- Location: Cluj-Napoca, Romania
- Dates: 23 May 2018
- Competitors: 32 from 16 nations

Medalists
| gold medal | Vilmoš Zavarko | Serbia |
| silver medal | Axel Schondelmaier | Germany |
| bronze medal | Wolfgang Blaas | Italy |
| bronze medal | Nicolae Lupu | Romania |

= 2018 World Singles Ninepin Bowling Classic Championships – Men's sprint =

The men's sprint event at the 2018 World Singles Ninepin Bowling Classic Championships was held in Cluj-Napoca, Romania on 23 May 2018.

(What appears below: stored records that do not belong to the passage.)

PR #5697, opened 2020-10-27
Removed file with unicode character

devos50:
Instead, this file will be generated on demand by the test. This should make the Jenkins clone job functional again.


devos50:
retest this please

ichorid (approved):

PR #5698, opened 2020-10-27
Fix GUI crashing on race condition in addtochannel dialog

### LINKED ISSUE #5673: [7.5.3]: tribler_gui/dialogs/addtopersonalchanneldialog.py, in on_channel_contents: KeyError: 'results'
In the following code block, the `response` may somehow miss the "results" key, which leads to KeyError:

```python
    # tribler_gui/dialogs/addtopersonalchanneldialog.py
    def on_channel_contents(self, response, channel_id):
        if not response:
            return

        # No results means this node is a leaf
        self.channels_tree[channel_id] = set() if response["results"] else None
```

The last event was `NTFY.LOW_SPACE`, maybe it is related somehow.

ichorid:
Fix [reporter bug 36066](http://reporter.tribler.org/stacktrace/36066)

Fixes #5673

### DIFF
--- a/src/tribler-gui/tribler_gui/dialogs/addtopersonalchanneldialog.py
+++ b/src/tribler-gui/tribler_gui/dialogs/addtopersonalchanneldialog.py
@@ -133,9 +133,9 @@ class AddToChannelDialog(DialogContainer):
             return
 
         # No results means this node is a leaf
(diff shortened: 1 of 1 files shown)


devos50 (approved):

devos50:
Seems that this PR is tied to an issue: #5673.

PR #5701, opened 2020-10-28
READY: Isolated RemoteQueryCommunity

### LINKED ISSUE #5699: [devel] Peer explosion
oh no!

We have a new peer explosion bug. The RemoteQueryCommunity sets a custom `max_peers` count and custom `RandomWalk` target peer count, but **uses the same Network instance** as all other communities. This causes the peer balancing to break (note that some Communities get LESS peers due to this).

To fix this, the RemoteQueryCommunity should either:

 1. Stick to the defaults.
 2. Use its own `Network()` to not kill off the other communities.

qstokkink:
Fixes #5699

Changes:

 - Isolated the walking of the `RemoteQueryCommunity` in its own `Network` instance.
 - Added a `RemovePeers` strategy to actively cycle peers in the `RemoteQueryCommunity`.
 - Fixed the `SyncChannels` strategy only running when there are less than 20 peers.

The title of world champion was successfully defended by Serbian Vilmoš Zavarko, who defeated German Axel Schondelmaier in the final. Bronze medals went to semi-finalists Italian Wolfgang Blass and representative of the hosts - Romanian Nicolae Lupu.

== Results ==

=== Starting places ===

The starting places have been allocated on the basis of each team's achievements during the previous championships.

AUT AUT; BIH BIH; CRO CRO; CZE CZE; DEN DEN; EST EST; FRA FRA; GER GER; HUN HUN; ITA ITA; MKD MKD; POL POL; ROU ROU; SLO SLO; SRB SRB; SVK SVK; Total
Number of seeds: 1; 1; 2; 2; 1; 1; 2; 1; 1; 1; 1; 2; 3; 3; 3; 3; 32

=== Draw ===

The players were drawn into pairs with the reservation that competitors from the same country can not play in the first round against each other.